### The problem
Reproduce, exactly and in full, only the lines below from the one containing "zipfile import ZipFile" through the one containing "return url.format(month=month_MMM, year=year_YYYY)".

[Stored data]
==================================================
PR #942, opened 2023-12-22
Improve robustness on WDPA download

ekatef:
It looks like the actual protected areas file by WDPA can be not available for the current month. [Such an issue](https://github.com/PyPSA/pypsa-eur/issues/807) has been reported for PyPSA-Eur recently.

Added a check to ensure that the requested url responds. In case of failure, the workflow attempts to use the next or previous month.

## Checklist

### DIFF
--- a/scripts/retrieve_databundle_light.py
+++ b/scripts/retrieve_databundle_light.py
@@ -87,6 +87,7 @@ from zipfile import ZipFile
 
 import geopandas as gpd
 import pandas as pd
+import requests
 import yaml
 from _helpers import (
     configure_logging,
@@ -276,7 +277,28 @@ def download_and_unzip_protectedplanet(
     def get_first_day_of_previous_month(date):
         return get_first_day_of_month(date - dt.timedelta(days=1))
 
+    def get_url(date):
+        month_MMM = date.strftime("%b")
+        year_YYYY = date.year
+        return url.format(month=month_MMM, year=year_YYYY)
+
+    def remote_file_exists(url):
+        response = requests.head(url)
+        return response.status_code == 200
+
     current_first_day = get_first_day_of_month(dt.datetime.today())
+
+    # customize url to current month
+    url_iter = get_url(current_first_day)
+    # resource_iter = resource + " - " + month_MMM + " " + str(year_YYYY)
+
+    # try the next month
+    if not remote_file_exists(url_iter):
+        url_iter = get_url(current_first_day + dt.timedelta(32))
+
+    # try the previous month
+    if not remote_file_exists(url_iter):
+        url_iter = get_url(current_first_day - dt.timedelta(1))
 
     if hot_run:
         if os.path.exists(file_path):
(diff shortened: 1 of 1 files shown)


davide-f:
Hello :D
Thanks for reporting :)
Actually, the feature you are proposing was already intended, was it not working?

Maybe it could be cleaner, but basically we exploit the internal try-except and the first iteration that succeeds terminates the loop

ekatef:
> Hello :D Thanks for reporting :) Actually, the feature you are proposing was already intended, was it not working?
> 
> Maybe it could be cleaner, but basically we exploit the internal try-except and the first iteration that succeeds terminates the loop

Hello :)
My feeling is that the current approach is definitely cleaner, the problem is that the shift-date shifts the date to an earlier month (Dec -> Nov -> Oct), while it appears that it may be also needed to check to a later month (Nov -> Jan).

Currently, everything is perfectly fine with the current implementation, as data for December seems to present on the server, as well. But actually the site promises data for January only.

By the way, just recognised that the changes can be much simpler. Testing re-implementation :)

ekatef:
It may be as simple, as that: https://github.com/ekatef/pypsa-earth/compare/main...fix_wdpa_date2

@davide-f  would you agree?

davide-f:
> > Hello :D Thanks for reporting :) Actually, the feature you are proposing was already intended, was it not working?
> > Maybe it could be cleaner, but basically we exploit the internal try-except and the first iteration that succeeds terminates the loop
> 
> Hello :) My feeling is that the current approach is definitely cleaner, the problem is that the shift-date shifts the date to an earlier month (Dec -> Nov -> Oct), while it appears that it may be also needed to check to a later month (Nov -> Jan).
> 
> Currently, everything is perfectly fine with the current implementation, as data for December seems to present on the server, as well. But actually the site promises data for January only.
> 
> By the way, just recognised that the changes can be much simpler. Testing re-implementation :)

Sorry, I don't get it, if today is the 15th of december, it downloads december; are you saying that we should start from the coming month, hence january?
Is it the case now?

If we really need that, ok for the proposed fix, but we just need +31

ekatef:
> > > Hello :D Thanks for reporting :) Actually, the feature you are proposing was already intended, was it not working?
> > > Maybe it could be cleaner, but basically we exploit the internal try-except and the first iteration that succeeds terminates the loop
> > 
> > 
> > Hello :) My feeling is that the current approach is definitely cleaner, the problem is that the shift-date shifts the date to an earlier month (Dec -> Nov -> Oct), while it appears that it may be also needed to check to a later month (Nov -> Jan).
> > Currently, everything is perfectly fine with the current implementation, as data for December seems to present on the server, as well. But actually the site promises data for January only.
> > By the way, just recognised that the changes can be much simpler. Testing re-implementation :)
> 
> Sorry, I don't get it, if today is the 15th of december, it downloads december; are you saying that we should start from the coming month, hence january? Is it the case now?
> 
> If we really need that, ok for the proposed fix, but we just need +31

Yeah, exactly: to load now the actual WDPA file we need January 2024. You may have a look on their site: https://www.protectedplanet.net/en/thematic-areas/wdpa?tab=WDPA

ekatef:
Closed in favour of #945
==================================================
### Task output
@@ -87,6 +87,7 @@ from zipfile import ZipFile
 
 import geopandas as gpd
 import pandas as pd
+import requests
 import yaml
 from _helpers import (
     configure_logging,
@@ -276,7 +277,28 @@ def download_and_unzip_protectedplanet(
     def get_first_day_of_previous_month(date):
         return get_first_day_of_month(date - dt.timedelta(days=1))
 
+    def get_url(date):
+        month_MMM = date.strftime("%b")
+        year_YYYY = date.year
+        return url.format(month=month_MMM, year=year_YYYY)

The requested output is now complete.